▶ Work item
Report back every line in the data that includes the string "badgeStack".

[[ Exercise data, beginning ]]

PR #2064, opened 2025-01-17
[Paywalls V2] Adds support for fallback components

JayShortway:
## Description
As the title says. Adds a custom serializer that looks for a `fallback` key if the `type` is unknown. 

This is the Android equivalent of https://github.com/RevenueCat/purchases-ios/pull/4621.

### DIFF
--- a/purchases/src/main/kotlin/com/revenuecat/purchases/paywalls/components/PaywallComponent.kt
+++ b/purchases/src/main/kotlin/com/revenuecat/purchases/paywalls/components/PaywallComponent.kt
@@ -1,8 +1,53 @@
 package com.revenuecat.purchases.paywalls.components
 
 import com.revenuecat.purchases.InternalRevenueCatAPI
+import kotlinx.serialization.KSerializer
 import kotlinx.serialization.Serializable
+import kotlinx.serialization.SerializationException
+import kotlinx.serialization.builtins.serializer
+import kotlinx.serialization.descriptors.SerialDescriptor
+import kotlinx.serialization.descriptors.buildClassSerialDescriptor
+import kotlinx.serialization.encoding.Decoder
+import kotlinx.serialization.encoding.Encoder
+import kotlinx.serialization.json.JsonDecoder
+import kotlinx.serialization.json.JsonObject
+import kotlinx.serialization.json.jsonObject
+import kotlinx.serialization.json.jsonPrimitive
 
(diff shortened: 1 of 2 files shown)


purchases/src/main/kotlin/com/revenuecat/purchases/paywalls/components/PaywallComponent.kt
```diff
@@ -1,8 +1,53 @@
...
+    override fun serialize(encoder: Encoder, value: PaywallComponent) {
+        // Serialization is not implemented as it is not needed.
+    }
+
+    override fun deserialize(decoder: Decoder): PaywallComponent {
+        val jsonDecoder = decoder as? JsonDecoder
+            ?: throw SerializationException("Can only deserialize PaywallComponent from JSON, got: ${decoder::class}")
+        val json = jsonDecoder.decodeJsonElement().jsonObject
+        return when (val type = json["type"]?.jsonPrimitive?.content) {
+            "button" -> jsonDecoder.json.decodeFromString<ButtonComponent>(json.toString())
```
tonidero, line 39: Should we define the strings here in each individual component? We can have the `PaywallComponent` interface have a "key" property to be implemented by each component, which would decrease the chances of us forgetting to add new components here (even if not make it impossible). We could also flip this `when` and check for each component type "key" matches the one in the json, and if not return. That way we would have greater safety.

tonidero (approved):
I think my comment is not a blocker, in case you want to go ahead and do the change in a separate PR, so :shipit:

purchases/src/main/kotlin/com/revenuecat/purchases/paywalls/components/PaywallComponent.kt
JayShortway: I like it! Let me noodle on it for a bit 😄

tonidero: ohhh ok... Yeah I don't see many options either... I think this is ok then, we will just need to remember to update here with any new components.

JayShortway: Yea indeed. We should be adding a deserialization test anyway in that case, which will fail, which will then point us in the direction of the custom serializer.

PR #2067, opened 2025-01-17
Add support to manage non-Google purchases in Customer Center

vegaro:
If the active purchase is not from Google, we just display a button for Managing subscriptions and another one for contacting support. Although this should probably be configurable from the dashboard, this is the same we do in iOS atm.

### DIFF
--- a/examples/paywall-tester/src/main/java/com/revenuecat/paywallstester/MainActivity.kt
+++ b/examples/paywall-tester/src/main/java/com/revenuecat/paywallstester/MainActivity.kt
@@ -5,9 +5,10 @@ import android.os.Bundle
 import android.util.Log
 import androidx.activity.ComponentActivity
 import androidx.activity.compose.setContent
+import androidx.compose.foundation.background
+import androidx.compose.foundation.layout.Box
 import androidx.compose.foundation.layout.fillMaxSize
 import androidx.compose.material3.MaterialTheme
-import androidx.compose.material3.Surface
 import androidx.compose.ui.Modifier
 import com.revenuecat.paywallstester.ui.theme.PaywallTesterAndroidTheme
 import com.revenuecat.purchases.Offering
@@ -22,8 +23,8 @@ class MainActivity : ComponentActivity(), PaywallResultHandler {
         super.onCreate(savedInstanceState)
         paywallActivityLauncher = PaywallActivityLauncher(this, this)
         setContent {
-            PaywallTesterAndroidTheme {
-                Surface(modifier = Modifier.fillMaxSize(), color = MaterialTheme.colorScheme.background) {
+            PaywallTesterAndroidTheme(dynamicColor = false) {
+                Box(modifier = Modifier.fillMaxSize().background(color = MaterialTheme.colorScheme.background)) {
                     PaywallTesterApp()
                 }
             }
--- a/ui/revenuecatui/src/main/kotlin/com/revenuecat/purchases/ui/revenuecatui/customercenter/SubscriptionDetailsView.kt
+++ b/ui/revenuecatui/src/main/kotlin/com/revenuecat/purchases/ui/revenuecatui/customercenter/SubscriptionDetailsView.kt
@@ -1,5 +1,6 @@
 package com.revenuecat.purchases.ui.revenuecatui.customercenter
 
+import android.net.Uri
 import androidx.compose.foundation.layout.Arrangement
 import androidx.compose.foundation.layout.Column
 import androidx.compose.foundation.layout.Row
@@ -219,6 +220,7 @@ private class SubscriptionInformationProvider : PreviewParameterProvider<Purchas
                 ExpirationOrRenewal.Date.DateString("June 1st, 2024"),
             ),
             store = Store.PLAY_STORE,
+            managementURL = Uri.parse("https://play.google.com/store/account/subscriptions"),
         ),
         PurchaseInformation(
             title = "Basic",
@@ -232,6 +234,7 @@ private class SubscriptionInformationProvider : PreviewParameterProvider<Purchas
                 ExpirationOrRenewal.Date.DateString("June 1st, 2024"),
             ),
             store = Store.PLAY_STORE,
+            managementURL = Uri.parse("https://play.google.com/store/account/subscriptions"),
         ),
         PurchaseInformation(
             title = "Basic",
@@ -245,6 +248,7 @@ private class SubscriptionInformationProvider : PreviewParameterProvider<Purchas
                 ExpirationOrRenewal.Date.DateString("June 1st, 2024"),
             ),
             store = Store.PLAY_STORE,
+            managementURL = Uri.parse("https://play.google.com/store/account/subscriptions"),
         ),
     )
 }
--- a/ui/revenuecatui/src/main/kotlin/com/revenuecat/purchases/ui/revenuecatui/customercenter/SubscriptionDetailsView.kt
+++ b/ui/revenuecatui/src/main/kotlin/com/revenuecat/purchases/ui/revenuecatui/customercenter/SubscriptionDetailsView.kt
@@ -206,6 +206,8 @@ private val PaddingHorizontal = 8.dp
 private val PaddingVertical = 8.dp
 private const val SizeIconDp = 22
 
+private const val MANAGEMENT_URL = "https://play.google.com/store/account/subscriptions"
+
 private class SubscriptionInformationProvider : PreviewParameterProvider<PurchaseInformation> {
     override val values: Sequence<PurchaseInformation> = sequenceOf(
         PurchaseInformation(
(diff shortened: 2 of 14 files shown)


ui/revenuecatui/src/main/kotlin/com/revenuecat/purchases/ui/revenuecatui/customercenter/SubscriptionDetailsView.kt
```diff
@@ -220,6 +221,7 @@ private class SubscriptionInformationProvider : PreviewParameterProvider<Purchas
                 ExpirationOrRenewal.Date.DateString("June 1st, 2024"),
             ),
             store = Store.PLAY_STORE,
+            managementURL = Uri.parse("https://play.google.com/store/account/subscriptions"),
```
tonidero, line 224: Should we extract the URL to a constant? (If we don't have it already)

ui/revenuecatui/src/main/kotlin/com/revenuecat/purchases/ui/revenuecatui/customercenter/viewmodel/CustomerCenterViewModel.kt
```diff
@@ -282,6 +291,16 @@ internal class CustomerCenterViewModelImpl(
         context.startActivity(Intent.createChooser(intent, "Contact Support"))
     }
 
+    @SuppressWarnings("ForbiddenComment")
+    override fun openURL(context: Context, url: Uri) {
+        // TODO: Handle In-App Browser
+        try {
+            context.startActivity(Intent(Intent.ACTION_VIEW, url))
+        } catch (e: ActivityNotFoundException) {
+            Logger.e("Error opening URL", e)
```
tonidero, line 300: Hmm I wonder if we should display a Toast or something like that in this case, so the customer knows something is happening... We already do that in the paywall footer: https://github.com/RevenueCat/purchases-android/blob/main/ui/revenuecatui/src/main/kotlin/com/revenuecat/purchases/ui/revenuecatui/composables/Footer.kt#L264

We might want to extract that logic and copy it here.

ui/revenuecatui/src/main/kotlin/com/revenuecat/purchases/ui/revenuecatui/customercenter/views/ManageSubscriptionsView.kt
```diff
@@ -191,29 +214,83 @@ private fun NoActiveSubscriptionsViewPreview() {
...
+                colors = ButtonDefaults.buttonColors(containerColor = MaterialTheme.colorScheme.primary),
+            ) {
+                Text(
+                    text = localization.commonLocalizedString(
+                        CustomerCenterConfigData.Localization.CommonLocalizedString.MANAGE_SUBSCRIPTION,
+                    ),
+                    color = if (useOutlinedButton) {
+                        MaterialTheme.colorScheme.primary
+                    } else {
+                        MaterialTheme.colorScheme.onPrimary
```
tonidero, line 268: Ohh I hadn't used the `on...` colors before... I think that should be ok!

ui/revenuecatui/src/main/kotlin/com/revenuecat/purchases/ui/revenuecatui/customercenter/views/ManageSubscriptionsView.kt
```diff
@@ -191,29 +214,83 @@ private fun NoActiveSubscriptionsViewPreview() {
...
+                    },
+                )
+            }
+        }
+        support.email?.let {
+            Button(
```
tonidero, line 274: I believe much of this is repeated... Should we extract it to another composable?

vegaro: oh I can actually reuse the other button. I think when I started the PR I couldn't reuse, but now I can

vegaro: oh right, actually I need another one because these have hardcoded values. So I will extract another `Composable`

ui/revenuecatui/src/main/kotlin/com/revenuecat/purchases/ui/revenuecatui/customercenter/viewmodel/CustomerCenterViewModel.kt
vegaro: updated!

examples/paywall-tester/src/main/java/com/revenuecat/paywallstester/MainActivity.kt
```diff
@@ -22,8 +23,8 @@ class MainActivity : ComponentActivity(), PaywallResultHandler {
         super.onCreate(savedInstanceState)
         paywallActivityLauncher = PaywallActivityLauncher(this, this)
         setContent {
-            PaywallTesterAndroidTheme {
-                Surface(modifier = Modifier.fillMaxSize(), color = MaterialTheme.colorScheme.background) {
+            PaywallTesterAndroidTheme(dynamicColor = false) {
+                Box(modifier = Modifier.fillMaxSize().background(color = MaterialTheme.colorScheme.background)) {
```
vegaro, line 27: changed this because I was facing some issues and thought this could be the reason, but in any case, I think it's better to use a `Box` here

examples/paywall-tester/src/main/java/com/revenuecat/paywallstester/MainActivity.kt
```diff
@@ -22,8 +23,8 @@ class MainActivity : ComponentActivity(), PaywallResultHandler {
         super.onCreate(savedInstanceState)
         paywallActivityLauncher = PaywallActivityLauncher(this, this)
         setContent {
-            PaywallTesterAndroidTheme {
-                Surface(modifier = Modifier.fillMaxSize(), color = MaterialTheme.colorScheme.background) {
+            PaywallTesterAndroidTheme(dynamicColor = false) {
```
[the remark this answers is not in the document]
tonidero: Hmm I'm thinking it might be good to keep paywall tester using the defaults for new apps, so we're more easily able to test any behavior change... I believe colors should normally only change from dark/light mode right? Do you know in what other situations it changed?

ui/revenuecatui/src/main/kotlin/com/revenuecat/purchases/ui/revenuecatui/customercenter/views/ManageSubscriptionsView.kt
```diff
@@ -187,52 +208,108 @@ private fun NoActiveSubscriptionsViewPreview() {
...
+                textAlign = TextAlign.Start,
+                style = MaterialTheme.typography.bodyLarge,
+            )
+        },
+    )
+}
+
+@OptIn(ExperimentalPreviewRevenueCatPurchasesAPI::class)
+@Composable
+private fun CustomerCenterButton(
```
tonidero, line 300: I wonder if this composable should be extracted to a separate file so it can be reused in different screens... Fine to do that in future PRs though.

tonidero (approved):
LGTM!

examples/paywall-tester/src/main/java/com/revenuecat/paywallstester/MainActivity.kt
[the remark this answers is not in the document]
vegaro: With this, it created a theme mimicking the background of the device, ignoring the colors I kept setting in the theme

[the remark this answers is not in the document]
tonidero: Right, so for most people they will have this enabled right? So I think it might make more sense to keep it enabled and fix the issues where they appear... Otherwise we might miss some background not working as expected on developers apps I think?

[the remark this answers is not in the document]
JayShortway: Just to clarify: [dynamic color](https://m3.material.io/styles/color/dynamic/choosing-a-source) takes the theme colors from the device wallpaper. This has nothing to do with the background of the app, nor with dark and light mode. 

>it might be good to keep paywall tester using the defaults for new apps  
  
I agree with this in general! However, I would say it's very difficult for a tester app to look different depending on the wallpaper of the device it's running on. Makes all testing non-deterministic. 

>fix the issues where they appear  

This is not really possible, as the dynamic color feature can make it seem like there is an issue when there is none. As an example, we had a wallpaper that caused the `surface` and `background` colors to be the same in the theme. This made us think that the `surface` color was not applied properly, as it was "invisible". We kept messing with the theme and changing the `surface` color, and printing its value in various places, to no avail. Disabling the dynamic color feature avoids this red herring in the future. 

If this happens to someone's app, that's okay. It's their theme and their choice. But for us, we need to know whether we're applying the theme colors properly. I'd definitely vote for turning it off.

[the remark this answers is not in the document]
tonidero: Ok, that makes sense, let's go ahead with this then 👍

PR #2069, opened 2025-01-20
[Paywalls V2] Badge: Handle main stack border width correctly in overlay and nested badge styles

tonidero:
### Description
- In Overlay style badges, the badge will now be placed in the middle of the border if any.
- In Nested style badges, we fix an issue where the border width wasn't added as padding, so the border was drawn on top of the stack content. This also means the badge is now placed inside the border.

image

image

### DIFF
--- a/ui/revenuecatui/src/main/kotlin/com/revenuecat/purchases/ui/revenuecatui/components/stack/StackComponentView.kt
+++ b/ui/revenuecatui/src/main/kotlin/com/revenuecat/purchases/ui/revenuecatui/components/stack/StackComponentView.kt
@@ -25,6 +25,7 @@ import androidx.compose.ui.graphics.toArgb
 import androidx.compose.ui.layout.Placeable
 import androidx.compose.ui.layout.SubcomposeLayout
 import androidx.compose.ui.layout.layout
+import androidx.compose.ui.platform.LocalDensity
 import androidx.compose.ui.tooling.preview.Preview
 import androidx.compose.ui.tooling.preview.PreviewParameter
 import androidx.compose.ui.tooling.preview.PreviewParameterProvider
@@ -169,7 +170,8 @@ private fun StackWithOverlaidBadge(
 ) {
     Box(modifier = modifier) {
         MainStackComponent(stackState, state, clickHandler)
-        OverlaidBadge(badgeStack, state, alignment)
+        val mainStackBorderWidth = with(LocalDensity.current) { stackState.border?.width?.dp?.toPx() }
+        OverlaidBadge(badgeStack, state, alignment, mainStackBorderWidth)
     }
 }
 
@@ -405,6 +407,7 @@ private fun BoxScope.OverlaidBadge(
     badgeStack: StackComponentStyle,
     state: PaywallState.Loaded.Components,
     alignment: TwoDimensionalAlignment,
+    mainStackBorderWidth: Float?,
     modifier: Modifier = Modifier,
 ) {
     StackComponentView(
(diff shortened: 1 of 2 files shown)


ui/revenuecatui/src/main/kotlin/com/revenuecat/purchases/ui/revenuecatui/components/stack/StackComponentView.kt
```diff
@@ -499,7 +502,10 @@ private fun MainStackComponent(
 
     val innerShapeModifier = remember(stackState, borderStyle) {
         Modifier
-            .applyIfNotNull(borderStyle) { border(it, composeShape) }
+            .applyIfNotNull(borderStyle) {
+                border(it, composeShape)
+                    .padding(it.width)
```
tonidero, line 507: This modifies the badge content as well, but I think this is the expected behavior, as in, the border shouldn't be drawn on top of the content, but just be considered extra padding for the content.

ui/revenuecatui/src/main/kotlin/com/revenuecat/purchases/ui/revenuecatui/components/stack/StackComponentView.kt
```diff
@@ -170,7 +171,8 @@ private fun StackWithOverlaidBadge(
 ) {
     Box(modifier = modifier) {
         MainStackComponent(stackState, state, clickHandler)
-        OverlaidBadge(badgeStack, state, alignment)
+        val mainStackBorderWidth = with(LocalDensity.current) { stackState.border?.width?.dp?.toPx() }
```
JayShortway, line 174: Suggestion, I like adding the `Px` (or `Dp`) suffix to variables if the unit is not known from the type. So in this case that would be `mainStackBorderWidthPx`.

ui/revenuecatui/src/main/kotlin/com/revenuecat/purchases/ui/revenuecatui/components/stack/StackComponentView.kt
JayShortway: Taking a nested badge in the upper left corner as an example, how would this work if the upper left corner radius of the badge is smaller than the upper left corner radius of the main stack? Would the border / main stack clip the upper left corner of the badge, or would the badge be "moved" more inside the main stack by additional margin? I'd say that the former is desired.

JayShortway (approved):
LGTM! Just a suggestion and a question.

ui/revenuecatui/src/main/kotlin/com/revenuecat/purchases/ui/revenuecatui/components/stack/StackComponentView.kt
tonidero: You mean something like this:
image
It will get clipped by the main stack border/corner as you can see, but just the inside of the border.

ui/revenuecatui/src/main/kotlin/com/revenuecat/purchases/ui/revenuecatui/components/stack/StackComponentView.kt
tonidero: Done in https://github.com/RevenueCat/purchases-android/pull/2069/commits/23818f9c9f24a19d649ea2eba0cdeb5b5159a2ec

ui/revenuecatui/src/main/kotlin/com/revenuecat/purchases/ui/revenuecatui/components/stack/StackComponentView.kt
JayShortway: Yea that's indeed what I mean, and that's also what I think would be the desired result. Nice! Thanks for confirming!

PR #2569, opened 2025-07-28
Add missing dokka-hide-internal tests to CI and fix reported number of tests 

vegaro:
#2549 split tests but it had a difference missing around 3000 tests compared to the previous test logic.

After some debugging I realized we were missing a module's test `dokka-hide-internal`. When adding that I realized that it was reporting 6 tests, but we only have 3 tests in there. That helped me realize we had an issue storing tests, and we were double counting them.

### DIFF
--- a/CHANGELOG.md
+++ b/CHANGELOG.md
@@ -79,9 +79,9 @@ Regarding API changes, we've also removed data classes from our public APIs. Thi
 
 ### Play Billing Library 8: No expired subscriptions or consumed one-time products
 
-**Note:** the following is only relevant if you recently integrated RevenueCat before upgrading to v9, and do not (yet) have all your transactions imported. 
-  
-Play Billing Library 8 removed functionality to query expired subscriptions or consumed one-time products. This means that, for users migrating from a non-RevenueCat implementation of the Play Billing Library, the SDK will not be able to send purchase information from these purchases. We can still ingest historical data from these purchases through a backend historical import. See [docs](https://www.revenuecat.com/docs/migrating-to-revenuecat/migrating-existing-subscriptions). This doesn't affect developers that have all transactions in RevenueCat, which is true for the vast majority.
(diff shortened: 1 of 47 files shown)


.circleci/config.yml
```diff
@@ -257,10 +257,10 @@ jobs:
       - run:
           name: Collect JUnit XMLs
           command: |
-            mkdir -p build/test-results
-            find . -type f -regex ".*/build/test-results/.*xml" -exec cp --parents {} build/test-results/ \;
+            mkdir -p build/test-results-defaults-debug
+            find . -path ./build/test-results-defaults-debug -prune -o -type f -regex ".*/build/test-results/.*xml" -exec cp --parents {} build/test-results-defaults-debug/ \;
```
vegaro, line 261: This was causing tests to be duplicated. xmls were being stored duplicated like:

```
/home/circleci/project/build/test-results/ui/revenuecatui/build/test-results/testDefaultsDebugUnitTest/TEST-com.revenuecat.purchases.ui.revenuecatui.extensions.PackageExtensionsTest.xml
/home/circleci/project/build/test-results/build/test-results/ui/revenuecatui/build/test-results/testDefaultsDebugUnitTest/TEST-com.revenuecat.purchases.ui.revenuecatui.extensions.PackageExtensionsTest.xml
```

The root cause of the duplication is that the find command is gathering test reports and copying them into a directory, and then on a subsequent pass, it finds the copies it just made and copies them again, creating the nested, duplicated paths.

The fix is to tell the find command to explicitly ignore its own output directory using the `prune`. The command now reads "Search the project. If you encounter the directory named <destination_dir>, do not enter it (-prune). Otherwise (-o), if you find a file that matches our test report pattern, copy it."

I verified that after this change the number of reported tests in CircleCI is half as before. And that running the split tests + the dokka tests, matches the previous test workflow (by half)

PR #2570, opened 2025-07-29
Remove TestStoreProduct purchase check

tonidero:
### Description
Until now we had a check that threw an exception when trying to purchase using a TestStoreProduct. However, as part of supporting the Test store we want to remove this check. The purchase method would still fail later, when checking the purchase type in the Google/Amazon stores.

### DIFF
--- a/purchases/src/defaults/kotlin/com/revenuecat/purchases/Purchases.kt
+++ b/purchases/src/defaults/kotlin/com/revenuecat/purchases/Purchases.kt
@@ -355,13 +355,7 @@ class Purchases internal constructor(
         storeProduct: StoreProduct,
         callback: PurchaseCallback,
     ) {
-        purchasesOrchestrator.startPurchase(
-            activity,
-            storeProduct.purchasingData,
-            null,
-            null,
-            callback,
-        )
+        purchase(PurchaseParams.Builder(activity, storeProduct).build(), callback)
     }
 
     /**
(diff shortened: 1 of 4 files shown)


purchases/src/defaults/kotlin/com/revenuecat/purchases/Purchases.kt
```diff
@@ -355,13 +355,7 @@ class Purchases internal constructor(
...
         callback: PurchaseCallback,
     ) {
-        purchasesOrchestrator.startPurchase(
-            activity,
-            storeProduct.purchasingData,
-            null,
-            null,
-            callback,
-        )
+        purchase(PurchaseParams.Builder(activity, storeProduct).build(), callback)
```
tonidero, line 358: This is unrelated... but I saw that we were using methods that could be made internal in purchasesOrchestrator and took the opportunity to refactor it.

purchases/src/main/kotlin/com/revenuecat/purchases/PurchaseParams.kt
```diff
@@ -60,17 +59,6 @@ class PurchaseParams(val builder: Builder) {
         constructor(activity: Activity, storeProduct: StoreProduct) :
             this(activity, storeProduct.purchasingData, storeProduct.presentedOfferingContext, storeProduct)
 
-        private fun ensureNoTestProduct(storeProduct: StoreProduct) {
```
tonidero, line 63: This is the main change in this PR.

purchases/src/main/kotlin/com/revenuecat/purchases/PurchasesOrchestrator.kt
```diff
@@ -1264,62 +1264,6 @@ internal class PurchasesOrchestrator(
         }
     }
 
-    fun startDeprecatedProductChange(
```
tonidero, line 1267: This was unused... So took the opportunity to remove it

PR #2573, opened 2025-07-29
Convert WebBilling products into TestStoreProducts

tonidero:
### Description
This is another step in preparation to support the new TestStore. This adds the logic to transform WebBilling products into `TestStoreProduct`. These will be used for purchasing when using a test api key.

The logic here is currently unused, but will be used in follow-up PRs

### DIFF
--- a/purchases/src/main/kotlin/com/revenuecat/purchases/utils/PriceFactory.kt
+++ b/purchases/src/main/kotlin/com/revenuecat/purchases/utils/PriceFactory.kt
@@ -31,5 +31,4 @@ internal object PriceFactory {
 
         return Price(formatted, amountMicros, currencyCode)
     }
-
 }
--- a/purchases/src/main/kotlin/com/revenuecat/purchases/utils/PriceFactory.kt
+++ b/purchases/src/main/kotlin/com/revenuecat/purchases/utils/PriceFactory.kt
@@ -1,0 +1,35 @@
+@file:JvmSynthetic
+
+package com.revenuecat.purchases.utils
+
+import com.revenuecat.purchases.InternalRevenueCatAPI
+import com.revenuecat.purchases.common.SharedConstants.MICRO_MULTIPLIER
+import com.revenuecat.purchases.models.Price
+import java.text.NumberFormat
+import java.util.Currency
+import java.util.Locale
+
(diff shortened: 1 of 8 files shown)


purchases/src/main/kotlin/com/revenuecat/purchases/utils/PriceFactory.kt
```diff
@@ -0,0 +1,34 @@
...
+package com.revenuecat.purchases.utils
+
+import com.revenuecat.purchases.InternalRevenueCatAPI
+import com.revenuecat.purchases.common.SharedConstants.MICRO_MULTIPLIER
+import com.revenuecat.purchases.models.Price
+import java.text.NumberFormat
+import java.util.Currency
+import java.util.Locale
+
+internal object PriceFactory {
```
ajpallares, line 12: Nice touch centralizing the logic 👌

purchases/src/test/java/com/revenuecat/purchases/teststore/TestStoreProductConverterTest.kt
```diff
@@ -72,10 +75,10 @@ class TestStoreProductConverterTest {
             )
         )
 
-        val result = TestStoreProductConverter.convertToStoreProduct(productResponse)
+        val result = convertToStoreProduct(productResponse)
```
ajpallares, line 78: Now that the `locale` is a parameter of the `convertToStoreProduct` method, perhaps we should pass the locale here in the test to make them deterministic? (the same in the other tests)

ajpallares (approved):

purchases/src/test/java/com/revenuecat/purchases/teststore/TestStoreProductConverterTest.kt
tonidero: Yup! This is actually a method in the tests that just uses the hardcoded locale for tests, that way we make it deterministic. Lmk if you meant something else!

ajpallares: Ohhh, didn't realize that. Sorry! Then it's perfect. Thanks for clarifying! 🙏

[[ Exercise data, end ]]

▶ Exercise output
-        OverlaidBadge(badgeStack, state, alignment)
+        OverlaidBadge(badgeStack, state, alignment, mainStackBorderWidth)
     badgeStack: StackComponentStyle,
-        OverlaidBadge(badgeStack, state, alignment)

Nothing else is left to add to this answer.